Manage Windows Defender centrally through Group Policy rather than configuring it manually on each server. GPO-managed Defender settings survive Windows Updates and cannot be accidentally disabled by local administrators.

# GPO: Computer Configuration > Administrative Templates
# > Windows Components > Microsoft Defender Antivirus
Key settings:
"Turn off Microsoft Defender Antivirus" = Disabled (ensures Defender stays enabled)
"Configure behavior monitoring" = Enabled
# Exclusions for Genetec environments:
Computer Configuration > Admin Templates > Windows Components
> Microsoft Defender Antivirus > Exclusions
"Path Exclusions", add Genetec installation and archive directories
"Process Exclusions", add Genetec service processes

SMBv1 Disable via Group Policy

Disabling SMBv1 through Group Policy ensures it cannot be re-enabled manually and applies to all servers in the OU consistently:

# GPO: Computer Configuration > Preferences > Windows Settings > Registry
# Create a new Registry item:
Key path: SYSTEM\CurrentControlSet\Services\LanmanServer\Parameters
Value name: SMB1
Value type: REG_DWORD
Value data: 0

This is more reliable than applying it through PowerShell per-server because it reapplies with every Group Policy refresh. A server that has SMBv1 re-enabled for a legacy application will have it disabled again on the next GP refresh cycle (every 90 minutes by default), making it impossible to accidentally leave SMBv1 enabled long-term.


LAPS via Group Policy

Windows LAPS (available on Server 2022 and through Windows Update for earlier versions) is configured entirely through Group Policy. Once the LAPS policy is enabled, the Windows LAPS agent handles password generation and storage in Active Directory automatically.

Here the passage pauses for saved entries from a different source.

PR #236, opened 2021-05-26
Move dotnet server into vscode repo and connect language client

gracegoo-stripe:
This PR introduces the dotnet language server and connects the language client to it. This is not a complete implementation, below is a checklist of things left TODO. This will also merge into a dotnet-server branch until everything is done.

## APIReferenceHandler
This is the main logic that handles what content to return when the user hovers over a document we are interested in. We are using the semantic model to get the fully name-spaced type of the method invocation. Previously, I had tried to do this with the syntax tree which also worked but we had to handle all the different syntax for a method invocation. For example, we had to handle each of these cases ourselves: `priceService.GetAsync()`, `new PriceService().GetAsync()`, etc. The semantic model is the compiled version of the code so we can simply extract the details we need from the symbol once we find it. With this method, we are blindly trying to get the type and name of the symbol, even if it may not be a method invocation. The key is then used to lookup the api reference path in the configuration file and returns a null Hover instance if it cannot be found, and a real hover instance if it is found. 

Demo: 
https://user-images.githubusercontent.com/75757829/119735293-f569ee80-be30-11eb-9612-651c80889412.mov

## Checklist
- [x] Set up dotnet server and connect it to the extension
- [x] Implement API reference handler with semantic model analysis. 
- [ ] Implement Text document hander (I had previously done this with a buffer manager, but I want to see if I can add changes directly to the MSBuildWorkspace instance.
- [ ] Unit Testing
- [ ] Channel logs to the output channel of the extension -- right now only errors are getting through.
- [ ] Client-side: Add conditional server startup logic based on workspace project 
- [ ] Client-side: Update dotnet executable fetching -- right now it's hard-coded 
- [ ] Get the project file from the client
- [ ] Update debugging steps since we've merged the repos
- [ ] Update the configuration file with real entries
- [ ] Webpack building?


src/stripeLanguageServer/client.ts
```diff
@@ -1,12 +1,26 @@
...
 
 export class StripeLanguageClient {
-  static activate(context: ExtensionContext, serverOptions: ServerOptions, telemetry: Telemetry) {
-    const clientOptions: LanguageClientOptions = {
+  static activate(
+    context: vscode.ExtensionContext,
+    serverOptions: ServerOptions,
+    telemetry: Telemetry,
+  ) {
+    const outputChannel = vscode.window.createOutputChannel('Stripe Lanaguage Client');
```
vcheung-stripe, line 21:
```suggestion
    const outputChannel = vscode.window.createOutputChannel('Stripe Language Client');
```

src/stripeLanguageServer/client.ts
```diff
@@ -18,22 +32,82 @@ export class StripeLanguageClient {
...
+          return ErrorAction.Continue;
+        },
+        closed: () => CloseAction.Restart,
+      },
+      revealOutputChannelOn: RevealOutputChannelOn.Error,
+    };
+
+    // Create the language client and start the client.
+    const dotnetClient = new LanguageClient(
+      'stripeCsharpLangaugeServer',
```
vcheung-stripe, line 96:
```suggestion
      'stripeCsharpLanguageServer',
```

src/stripeDotnetLanguageServer/Program.cs
```diff
@@ -0,0 +1,99 @@
...
+                                new ConfigurationItem
+                                {
+                                    Section = "typescript",
+                                }
+                            ).AddSingleton(
+                                new ConfigurationItem
+                                {
+                                    Section = "terminal",
+                                }
+                            );
```
vcheung-stripe, line 84: What are these ConfigurationItems used for?

vcheung-stripe (commented):
Makes sense to me after your explanation. The SemanticModel looks perfect for our use case. Just a couple nits and a question.

src/stripeLanguageServer/client.ts
gracegoo-stripe: Oops, me and my typos .. Updating!

src/stripeDotnetLanguageServer/Program.cs
gracegoo-stripe: Oops, leftovers from the [sample](https://github.com/OmniSharp/csharp-language-server-protocol). I think these are used to send over configs from the client -- let me remove these. Good catch!

gracegoo-stripe:
Addressed comments, and I also added another commit that fixes our intellisense issue for the subdirectory.

gracegoo-stripe:
Also a note for the build failures -- those will be fixed when I figure out how to get the dotnet executable for each platform

vcheung-stripe (approved):
Makes sense that the action fails. This LGTM.

PR #239, opened 2021-06-01
Fix tests that sometimes fail when a custom CLI path is set

vcheung-stripe:
These tests are reading the actual `stripe.cliInstallpath` on whatever system they're running on, which causes them to fail sometimes. This stubs the `getConfiguration` call so that the tests should always pass correctly.


gracegoo-stripe (approved):
nice, thanks for fixing this!

Issue #220, opened 2021-04-29
API key linting false positive detects obscured keys from stripe error messages


focusaurus:
I have some error handling unit tests where I have a copy of a JSON document returned from a stripe API call. The error message includes an API key redacted with `*******`, but the linter still thinks this is a security issue.

```json
// "message": "The provided key 'sk_test_9L****************************y9yo' does not......
```

As a workaround I'll probably extra-redact this but in general I like including full sample responses in comments alongside my code. There's no actual security issue here as the key is redacted.

What I'd like to see is the linter's key matching be precise enough to ignore redacted keys.

gracegoo-stripe:
Yup good point, thanks for reporting the bug! We have addressed the issue with the linked PR.

Issue #222, opened 2021-05-06
This Stripe API Key is hardcoded. For better security, consider using a .env file.  See https://stripe.com/docs/keys#safe-keys for more advice.


dani3l3:
This message/recommendation also triggers for my actual .env file, the key is NOT in the code. 
I guess those .env files should be excluded from the scan if the recommendation is to use them... it sounds rather stupid to be scolded because you should be doing something.... that you are actually already doing.
I am using this popular library to handle the .env configuration https://github.com/vlucas/phpdotenv

gracegoo-stripe:
Thanks for reporting the bug @dani3l3! We've added logic to ignore .env files from being flagged by our linter in the PR above.

PR #245, opened 2021-06-03
Linter Updates: Ignore .env files and redacted keys 

gracegoo-stripe:
The redaction change is targeted to protect against the specific redacted format that Stripe returns which looks something like "sk_live_aa********************1234".
It does not attempt to detect other potential ways users can modify the keys  nor actually validate that the key is real.

This change fixes https://github.com/stripe/vscode-stripe/issues/220 and https://github.com/stripe/vscode-stripe/issues/222

# Testing
.env file before:
Screen Shot 2021-06-03 at 2 15 51 PM

after:
Screen Shot 2021-06-03 at 2 25 26 PM

redacted keys before:
Screen Shot 2021-06-03 at 3 24 33 PM

after:
Screen Shot 2021-06-03 at 3 11 06 PM

### DIFF
--- a/src/stripeLinter.ts
+++ b/src/stripeLinter.ts
@@ -13,8 +13,12 @@ import {Git} from './git';
 
 import {Telemetry} from './telemetry';
 
+/**
+ * Stripe returns redacted API keys in the form of sk_live_aa********************1234, so don't match unless there are
+ * at least three unredacted characters of the body of the API key.
+ */
 const stripeKeysRegex = new RegExp(
-  '(sk_test|sk_live|pk_test|pk_live|rk_test|rk_live)_[a-zA-Z0-9]+',
+  '(sk_test|sk_live|pk_test|pk_live|rk_test|rk_live)_[a-zA-Z0-9]{2}[a-zA-Z0-9]+',
   'g',
 );
 const diagnosticMessageNoGit =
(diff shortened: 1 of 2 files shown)


src/stripeLinter.ts
```diff
@@ -76,24 +79,26 @@ export class StripeLinter {
...
+        const range = new Range(index, match.index, index, match.index + match[0].length);
+        // create new diagnostic and add to the list of total diagnostics for this line of code
+        const diagnostic = new Diagnostic(range, message, severity);
+
+        this.telemetry.sendEvent('diagnostics.show', severity);
+        diagnostics.push(diagnostic);
+      }
+
+      return diagnostics;
+    };
```
gracegoo-stripe, line 103: Sorry about this, please hit "hide whitespace changes"

vcheung-stripe (approved):
Looks great! So to summarize the linter behavior for posterity:
- don't flag if the key is in a file that's git-ignored
- don't flag if the key is in a .env file
- don't flag if the key has less than 3 unredacted chars in the body

This all makes sense to me 👍

gracegoo-stripe:
> Looks great! So to summarize the linter behavior for posterity:
> 
> * don't flag if the key is in a file that's git-ignored
> * don't flag if the key is in a .env file
> * don't flag if the key has less than 3 unredacted chars in the body
> 
> This all makes sense to me 👍

Exactly!

PR #255, opened 2021-06-07
Show progress indicator while a sample's integrations are loading

### LINKED ISSUE #251: Progress Indicator while cloning stripe samples
Add a progress indicator when the cloning happens so the user gets some feedback after they've went through the samples workflow. Right now the screen just disappears and the user needs to wait for a few seconds before the workspace opening prompt pops up.

vcheung-stripe:
### Summary
fixes #251 

Tested manually.

### Screenshots
Now, the integrations prompt appears right away, and a progress indicator appears if it takes too long to load. You can see the progress indicator briefly in this video, underneath the input box.

https://user-images.githubusercontent.com/71457708/121064120-0513fc00-c77c-11eb-9582-452649c55d20.mov

### DIFF
--- a/src/stripeSamples.ts
+++ b/src/stripeSamples.ts
@@ -164,21 +164,30 @@ export class StripeSamples {
   private promptIntegration = async (
     sample: SampleQuickPickItem,
   ): Promise<SampleConfigsResponse.Integration | undefined> => {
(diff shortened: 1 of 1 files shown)


gracegoo-stripe (approved):
LGTM

Issue #253, opened 2021-06-07
Error while trying to add the stripe debugger configuration


gracegoo-stripe:
![GbuxuT5A](https://user-images.githubusercontent.com/75757829/121052022-d17ea500-c76e-11eb-8fa0-d09249900a66.png)

vcheung-stripe:
I think this can be fixed with a null check here:

https://github.com/stripe/vscode-stripe/pull/242/files#diff-ca92d1afe836a483259dfc56e55ada3e33076f195fd4f2e7a0fd06be4bfa664fR131

Change `if (options.skipVerify)` => `if (options?.skipVerify)`

PR #259, opened 2021-06-07
Adding null check for skipverify

ctrudeau-stripe:
### Summary

When you launch cmd+shift+p and run “Start webhooks event listening” the options can be null because the user will type them in. This adds a null check. 

###Testing 

Verified manually without check: 

Screen Shot 2021-06-07 at 4 22 06 PM

With check everything runs: 

Screen Shot 2021-06-07 at 4 22 59 PM

r? @vcheung-stripe 
cc @stripe/developer-products

### DIFF
--- a/src/commands.ts
+++ b/src/commands.ts
@@ -128,7 +128,7 @@ export class Commands {
     }
 
     const skipVerify = await (async () => {
-      if (options.skipVerify !== undefined) {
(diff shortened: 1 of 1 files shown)


ctrudeau-stripe:
Fixes #253

vcheung-stripe (approved):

# GPO: Computer Configuration > Administrative Templates > System > LAPS
"Configure password backup directory" = Active Directory
"Password Settings":
  - Password complexity: Large letters, small letters, numbers, specials
  - Password length: 20 characters minimum
  - Password age: 30 days
"Do not allow password expiration time longer than required by policy" = Enabled

After deploying the LAPS policy, the local administrator password on each server is unique, randomly generated, and stored in AD. Retrieve it using the LAPS PowerShell module or the LAPS UI tool. The password is automatically rotated on the configured schedule.